American travel writer (1840–1907)

Mildred A. Bonham ( Baker; known by her pen name Mizpah; August 6, 1840 – July 28, 1907) was a 19th-century American travel writer from Illinois. In 1858, she married Judge Benjamin F. Bonham, later removing to Calcutta where her descriptions in the letters she wrote to the Oregon Statesman were eagerly read and highly commended. Her vivid stories clearly portrayed the beauties of that city and the social relations of the people. Bonham did some work among the women of India, and succeeded in raising to found a scholarship for women in one of the schools in India.

==Early life==
Mildred Amanda Baker was born in Magnolia, Illinois, in August, 1840, her ancestors being from Virginia, South Carolina, and Tennessee. She was the eldest child of John Baker, an Oregon pioneer of 1847. Her parents removed to Oregon in 1847, settling in the Willamette Valley.

==Career==
In 1858, she married Judge Benjamin F. Bonham, of Salem, Oregon. In 1885, Judge Bonham was appointed Consul-General to British India, and removed his family to Calcutta the same year. There were seven children from her marriage, only two of whom survived, Raphael P. Bonham, United States Immigration Inspector, stationed at Astoria, Oregon, and Mrs. Winona Larkins, of Salem.
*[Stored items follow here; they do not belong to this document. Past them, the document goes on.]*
PR #1139, opened 2018-02-28
DRILL-6189: Security: passwords logging and file permisions

vladimirtkach:
1. Overrided serialization methods for instances with passwords
2. Changed file permissions for configuration files


contrib/storage-jdbc/src/main/java/org/apache/drill/exec/store/jdbc/JdbcStorageConfig.java
```diff
@@ -17,13 +17,15 @@
...
 
+import com.fasterxml.jackson.annotation.JsonFilter;
 import org.apache.drill.common.logical.StoragePluginConfig;
 
 import com.fasterxml.jackson.annotation.JsonCreator;
 import com.fasterxml.jackson.annotation.JsonProperty;
 import com.fasterxml.jackson.annotation.JsonTypeName;
 
 @JsonTypeName(JdbcStorageConfig.NAME)
+@JsonFilter("passwordFilter")
```
arina-ielchiieva: Please explain how this works?

logical/src/main/java/org/apache/drill/common/config/LogicalPlanPersistence.java
```diff
@@ -52,6 +53,7 @@ public LogicalPlanPersistence(DrillConfig conf, ScanResult scanResult) {
     mapper.configure(Feature.ALLOW_UNQUOTED_FIELD_NAMES, true);
     mapper.configure(JsonGenerator.Feature.QUOTE_FIELD_NAMES, true);
     mapper.configure(Feature.ALLOW_COMMENTS, true);
+    mapper.setFilterProvider(new SimpleFilterProvider().setFailOnUnknownId(false));
```
arina-ielchiieva: Will filtering passwords work when profiles are sent between nodes (i.e. when we have several major fragments)?

protocol/src/main/java/org/apache/drill/exec/proto/UserProtos.java
```diff
@@ -5798,6 +5798,34 @@ public static UserToBitHandshake getDefaultInstance() {
     public UserToBitHandshake getDefaultInstanceForType() {
       return defaultInstance;
     }
+    public String safeLogString() {
```
arina-ielchiieva: You cannot add custom methods to proto buffers. Also consider using tabs instead of multiple spaces.
Please add to Jira example how log files looked before your changes and after.

exec/java-exec/src/main/java/org/apache/drill/exec/rpc/user/UserServer.java
```diff
@@ -91,6 +91,34 @@
   static {
     userConnectionMap = new ConcurrentHashMap<>();
   }
+  public static  String safeLogString(UserToBitHandshake inbound) {
```
arina-ielchiieva: 1. Please remove one space -> `static  String`/
2. Can this method be just private? Not public static? If yes, please move it to the end of the class.
3. Please add javadoc to the method.
4. Please consider method renaming to depict actual work it does.

exec/java-exec/src/main/java/org/apache/drill/exec/rpc/user/UserServer.java
```diff
@@ -91,6 +91,34 @@
...
+    StringBuilder sb = new StringBuilder();
+    sb.append("rpc_version: ");
+    sb.append(inbound.getRpcVersion());
+    sb.append("\ncredentials:\n\t");
+    sb.append(inbound.getCredentials());
+    sb.append("properties:");
+    java.util.List<Property> props = inbound.getProperties().getPropertiesList();
```
arina-ielchiieva: Why do you need full import?

exec/java-exec/src/main/java/org/apache/drill/exec/rpc/user/UserServer.java
```diff
@@ -91,6 +91,34 @@
...
+    for (Property p: props){
+      if(!p.getKey().equalsIgnoreCase("password")) {
```
arina-ielchiieva: Please add spaces missing spaces...

exec/java-exec/src/main/java/org/apache/drill/exec/rpc/user/UserServer.java
```diff
@@ -320,7 +348,7 @@ protected void consumeHandshake(ChannelHandlerContext ctx, UserToBitHandshake in
 
       @Override
       public BitToUserHandshake getHandshakeResponse(UserToBitHandshake inbound) throws Exception {
-        logger.trace("Handling handshake from user to bit. {}", inbound);
+        logger.trace("Handling handshake from user to bit. {}", safeLogString(inbound));
```
arina-ielchiieva: Should we add `if (logger.isTraceEnabled()) {`? so `safeLogString` will be called only when we do need it for trace?

exec/java-exec/src/main/java/org/apache/drill/exec/planner/sql/handlers/DefaultSqlHandler.java
```diff
@@ -158,7 +162,9 @@ protected void logAndSetTextPlan(final String description, final Prel prel, fina
 
   protected void log(final String name, final PhysicalPlan plan, final Logger logger) throws JsonProcessingException {
     if (logger.isDebugEnabled()) {
-      String planText = plan.unparse(context.getLpPersistence().getMapper().writer());
+      PropertyFilter theFilter = new SimpleBeanPropertyFilter.SerializeExceptFilter(Sets.newHashSet("password"));
```
arina-ielchiieva: Please rename to `filter`.

contrib/storage-jdbc/src/main/java/org/apache/drill/exec/store/jdbc/JdbcStorageConfig.java
vladimirtkach: To apply filter:
1) Mark the entity with you want to filter out fields from.
2) Create filter provider and register property filter with reference to your entity
3) When creating ObjectWriter pass your filter provider

vladimirtkach:
@arina-ielchiieva made changes, please take a look

logical/src/main/java/org/apache/drill/common/config/LogicalPlanPersistence.java
vladimirtkach: submitted physical plan directly to node, it was successfully deserialized

arina-ielchiieva:
+1, LGTM.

Bonham always had a liking for literary work, but the cares of a large family and social duties gave her little leisure time, and it was not until her residence abroad that the opportunity came. During five years, her letters over the name " Mizpah" attracted much attention and were widely circulated by the Oregon and California press. Bonham had a gift of observing closely, and her descriptions of foreign scenes made a valuable addition to the knowledge of Anglo-Indian life and customs. Her letters from the Himalayas, Ceylon and other far-off places were considered the best. After returning to the United States, she gave several lectures on her experiences in the far East and life among the Zenanas.

==Death==
Bonham died July 28, 1907, in Salem, one of the oldest pioneer residents of that city. Her papers are held in the Special Collections of the University of California, Santa Barbara.